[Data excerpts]
PR #5366, opened 2023-10-23
fix: doc tooltip not filtering properly

akoreman:
*Issue #, if available:* NA

*Description of changes:* Fixes bug where the completion doc tooltip would not be filtered properly because it would get the data from the popup before it was updated:

https://github.com/ajaxorg/ace/assets/34573235/bdfa250e-1b27-44d4-8f7b-f802deda470e

after this change:

https://github.com/ajaxorg/ace/assets/34573235/fcbb1afe-42ac-4a0b-90dc-38a7f9b37adb

### DIFF
--- a/src/autocomplete.js
+++ b/src/autocomplete.js
@@ -464,7 +464,7 @@ class Autocomplete {
 
     updateDocTooltip() {
         var popup = this.popup;
-        var all = popup.data;
+        var all = this.completions.filtered;
         var selected = all && (all[popup.getHoveredRow()] || all[popup.getRow()]);
         var doc = null;
         if (!selected || !this.editor || !this.popup.isOpen)
--- a/src/autocomplete_test.js
+++ b/src/autocomplete_test.js
@@ -297,6 +297,62 @@ module.exports = {
             }, 10);
         }
     },
+    "test: completers tooltip filtering": function (done) {
+        var editor = initEditor("");
+        var firstDoc = "First tooltip";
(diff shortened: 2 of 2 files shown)


src/autocomplete.js
```diff
@@ -464,7 +464,7 @@ class Autocomplete {
 
     updateDocTooltip() {
         var popup = this.popup;
-        var all = popup.data;
+        var all = this.completions.filtered;
         var selected = all && (all[popup.getHoveredRow()] || all[popup.getRow()]);
```
InspiredGuy, line 468: clearly, `popup.data` and `this.completions.filtered` don't match. but do `popup.getHoveredRow()` and `popup.getRow()` always correlate with `this.completions.filtered`?

InspiredGuy: also it would be great to write a test which would cover this scenario to prevent a regression

akoreman: Good question. When we call [`popup.setData`](https://github.com/ajaxorg/ace/blob/master/src/autocomplete/popup.js#L237), we transparently set whatever input we give it (`this.selections.filtered` [in this case](https://github.com/ajaxorg/ace/blob/master/src/autocomplete.js#L228)) to `popup.data`. So `popup.getRow`/`popup.getHoveredRow` should correlate with `this.completions.filtered`.

InspiredGuy (approved):

vanillajonathan:
Deploy on GitHub Pages!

Requirement: Go through the entries and filter for lines holding the word "getHoveredRow"; copy each match.

The answer:
         var selected = all && (all[popup.getHoveredRow()] || all[popup.getRow()]);
         var selected = all && (all[popup.getHoveredRow()] || all[popup.getRow()]);
InspiredGuy, line 468: clearly, `popup.data` and `this.completions.filtered` don't match. but do `popup.getHoveredRow()` and `popup.getRow()` always correlate with `this.completions.filtered`?
akoreman: Good question. When we call [`popup.setData`](https://github.com/ajaxorg/ace/blob/master/src/autocomplete/popup.js#L237), we transparently set whatever input we give it (`this.selections.filtered` [in this case](https://github.com/ajaxorg/ace/blob/master/src/autocomplete.js#L228)) to `popup.data`. So `popup.getRow`/`popup.getHoveredRow` should correlate with `this.completions.filtered`.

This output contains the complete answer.